BEGIN

PR #391, opened 2024-04-20
Optimize `String.fromCharCode` and `String.fromCodePoint`

chqrlie:
- test for common case: single integer argument and create string directly

This causes a small reduction of the **test262** test time. (2%)


bnoordhuis (approved):

saghul (approved):
Nice one!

END

■ **What is required**: The response should repeat the whole listing exactly.

■ **Result of the exercise**:
PR #391, opened 2024-04-20
Optimize `String.fromCharCode` and `String.fromCodePoint`

chqrlie:
- test for common case: single integer argument and create string directly

This causes a small reduction of the **test262** test time. (2%)


bnoordhuis (approved):

saghul (approved):
Nice one!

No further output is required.